Full control for experts and full power for non-experts on a day-2-day use. Curated and configured new infrastructure can be set up to run a review-less workflow, leading to faster deployments of infrastructure and applications.

Environment Promotion

Terragrunt supports template reuse across environments via Stacks or Units, but the process is largely manual, copying files and configurations between environments.

Terramate Bundles enforce a strict separation between code and configuration. A Bundle's YAML configuration only needs three things: a reference to the Bundle source, a version, and the desired configuration values. All implementation details, such as directory structure, stack layout, Component wiring are encapsulated inside the Bundle itself.

Deploying the same Bundle to multiple environments is straightforward. All environment configurations live in a single file. New environments can be added by duplicating a configuration block or using the Terramate CLI's TUI, a form-based interface that eliminates manual YAML editing.

With Terramate Bundles, environment promotion is a solved problem.

We will publish a follow-up article going into details about how Terragrunt Stacks and Terramate Bundles differ.

Going beyond Terraform and OpenTofu

Terramate is not limited to Terraform or OpenTofu. Terragrunt, being a wrapper for either, can only work in such environments.

Terramate can orchestrate any commands, including but not limited to terraform , tofu , helm , kubectl , kustomize .

Terramate can generate files of any type: HCL , JSON , YAML , etc. Allowing to also template CloudFormation templates, values YAML files and others.

Ease of use (also for non-experts)

Terragrunt helped paper over Terraform's early shortcomings, but many of those fixes are now built into Terraform and OpenTofu natively. Terramate addresses what remains: the problems that still slow teams down every day, across both the Terramate CLI and Terramate Cloud.

• Terraform state and backend configuration — State management is no longer a blocker. Both Terraform and OpenTofu support state migrations in code. Terramate lets you template backend configuration at scale and uses a Stack ID (not the stack's path) as the state storage key, so renaming or restructuring directories never breaks state. Large state files can be split into stacks to reduce blast radius and speed up deployments with Change Detection.
• Provider configuration — Dynamic provider configuration is already supported via templates. Terramate Bundles and Components will extend this further in upcoming releases. Rolling out provider updates scoped to a single environment or subsystem is fully solved today.
• Keeping code DRY — Code generation and Terramate Components eliminate duplication without sacrificing clarity.
• Environment promotion — With Terramate Bundles, promoting across environments is a single configuration file change.
• Separation of configuration and code — Terramate is built by platform engineers for platform engineers. Experts define and templatize the infrastructure; non-experts consume it safely.

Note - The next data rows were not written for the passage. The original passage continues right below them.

PR #1141, opened 2019-06-19
Synthetic data generation

ajratner:
This PR adds code to core Snorkel lib (under `snorkel/synthetic`) for simple synthetic data generation; specifically:
- Generates a mixture of Gaussians dataset
- Generates a set of LFs that each fire according to one data feature

Also includes a basic tutorial in VSC Jupyter notebook format.

Follow-on TODOs:
- Hook in the `LabelModel` to the tutorial
- Hook in the `EndModel` to the tutorial
- _TFs:_ Add noise components to data + basic TFs that permute these elements
- Add utils for more complex covariance matrix in dataset generation (which will lead to LFs with correlations)

### DIFF
--- a/setup.cfg
+++ b/setup.cfg
@@ -51,5 +51,8 @@ ignore_missing_imports = True
 [mypy-pyspark]
 ignore_missing_imports = True
 
+[mypy-spacy]
+ignore_missing_imports = True
+
 [mypy-tqdm]
 ignore_missing_imports = True
--- a/setup.cfg
+++ b/setup.cfg
@@ -1,6 +1,7 @@
 [flake8]
 ignore = 
     E203,
+    E265, # Throws errors for '#%%' delimiter in VSCode jupyter notebook syntax
     E266,
     E501,
     E731,
--- a/snorkel/synthetic/synthetic_data.py
+++ b/snorkel/synthetic/synthetic_data.py
@@ -1,0 +1,69 @@
+from functools import partial
+from types import SimpleNamespace
+from typing import List, Optional
+
+import numpy as np
+import pandas as pd
+
+from snorkel.labeling.lf import LabelingFunction
+from snorkel.types import DataPoint
+
+
+def generate_mog_dataset(
+    n: int, d: int, cov: Optional[np.ndarray] = None
+) -> pd.DataFrame:
+    """
+    Generates a simple mixture-of-gaussians (MOG) dataset consisting of
+    d-dim vectors x \in \mathbb{R}^d, and binary labels y \in {-1,1}.
+    Returns as a pandas DataFrame
+    """
+    ones = np.ones(d)
+    nh = int(np.floor(n / 2))
+    if cov is None:
+        cov = np.diag(np.random.random(d))
+    X_pos = np.random.multivariate_normal(ones, cov, nh)
+    X_neg = np.random.multivariate_normal(-1 * ones, cov, n - nh)
+
+    # Combine and shuffle
+    X = np.vstack([X_pos, X_neg])
+    Y = np.concatenate([np.ones(nh), -1 * np.ones(n - nh)]).astype(int)
+    order = list(range(n))
+    np.random.shuffle(order)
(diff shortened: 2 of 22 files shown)


setup.cfg
```diff
@@ -1,6 +1,7 @@
 [flake8]
 ignore = 
     E203,
+    E265, # Throws errors for '#%%' delimiter in VSCode jupyter notebook syntax
```
henryre: Let's remove this and add `# noqa: E265` on the errored lines

snorkel/synthetic/synthetic_data.py
```diff
@@ -0,0 +1,69 @@
...
+import numpy as np
+import pandas as pd
+
+from snorkel.labeling.lf import LabelingFunction
+from snorkel.types import DataPoint
+
+
+def generate_mog_dataset(
+    n: int, d: int, cov: Optional[np.ndarray] = None
+) -> pd.DataFrame:
```
henryre: This returns List[DataPoint]

snorkel/synthetic/synthetic_data.py
```diff
@@ -0,0 +1,69 @@
...
+    """
+    Takes as input a DataPoint x with attribute x \in \mathbb{R}^d, and
+    outputs based on the `index`th entry, with probability `abstain_rate` of outputting 0 (abstain).
+    """
+    if np.random.random() < abstain_rate:
+        return 0
+    elif x.x[index] > 0:
+        return 1
+    else:
+        return -1
```
henryre: The label model ported from MeTaL takes -1, 1? Or 0, 1, 2?

test/synthetic/test_synthetic_data.py
```diff
@@ -0,0 +1,75 @@
...
+    def test_output_types(self) -> None:
+        # Test x
+        x = self.data[0].x
+        self.assertIsInstance(x, np.ndarray)
+        self.assertEqual(x.shape[0], self.d)
+
+        # Test y
+        self.assertIsInstance(self.data[0].y, np.integer)
+
+    def test_dataset_means(self) -> None:
```
henryre: Fine for now, but we probably want to run this for multiple setUp calls since its rand

test/synthetic/test_synthetic_data.py
```diff
@@ -0,0 +1,75 @@
...
+        cov[0, 0] = 0.0
+        data = generate_mog_dataset(self.n, self.d, cov=cov)
+
+        # Generate a single-feature LF and apply to the data
+        LFs = generate_single_feature_LFs(1)
+        lf_applier = LFApplier(LFs)
+        L = lf_applier.apply(data)
+
+        # Get accuracies
+        Ld = np.array(L.todense())
```
henryre: redundant?

setup.cfg
ajratner: That would be super annoying, as this delimiter is the equivalent of starting a new cell in Jupyter...

snorkel/synthetic/synthetic_data.py
ajratner: Good catch

snorkel/synthetic/synthetic_data.py
ajratner: It can take {-1,1}; either way I'll leave that for the next PR (integrating label and end models into this example)

setup.cfg
ajratner: The problem is these are still just `.py` files, so can't do any kind of per-file ignore (which is an option in flake).  Unless there is a *strong* objection I'm going to leave this in- I think it's a really nice function in VSC, but more importantly, potentially a really nice way to store and version our jupyter notebooks going forwards

test/synthetic/test_synthetic_data.py
ajratner: For this simple example, should always work- but down the road sure

setup.cfg
henryre: Ok that's fine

One tool, two audiences.
• AI readiness — Build reusable building blocks now and let AI configure them, rather than generate unbounded infrastructure code. Maintainability and speed are not a trade-off.

Developer self-service & layer for agentic infrastructure

Terragrunt was the go-to solution for years and remains a great tool. But the landscape has shifted. Terramate addresses the gaps that Terragrunt leaves open. Most importantly, self-service capabilities to enable non-expert developers and a built-in observability layer that tracks infrastructure changes at scale, keeping you audit-ready and giving you the data to move KPIs in the right direction.

We're also building for what's next: AI-generated infrastructure code is already producing massive volumes of HCL. Our answer is to let experts leverage AI to generate reusable patterns once, package those as Bundles, and then let every engineer use AI to configure them — preventing slop at the source and turning AI-generated Terraform from a maintenance problem into a force multiplier.